[Stored data]
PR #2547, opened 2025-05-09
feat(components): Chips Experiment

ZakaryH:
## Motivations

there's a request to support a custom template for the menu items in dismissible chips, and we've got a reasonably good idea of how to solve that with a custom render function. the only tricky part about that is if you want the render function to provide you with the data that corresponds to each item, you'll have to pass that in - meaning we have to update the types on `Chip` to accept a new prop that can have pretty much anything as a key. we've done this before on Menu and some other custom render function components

- Task details: Give back all of the records exactly as they were provided above.

- Output below:
PR #2547, opened 2025-05-09
feat(components): Chips Experiment

ZakaryH:
## Motivations

there's a request to support a custom template for the menu items in dismissible chips, and we've got a reasonably good idea of how to solve that with a custom render function. the only tricky part about that is if you want the render function to provide you with the data that corresponds to each item, you'll have to pass that in - meaning we have to update the types on `Chip` to accept a new prop that can have pretty much anything as a key. we've done this before on Menu and some other custom render function components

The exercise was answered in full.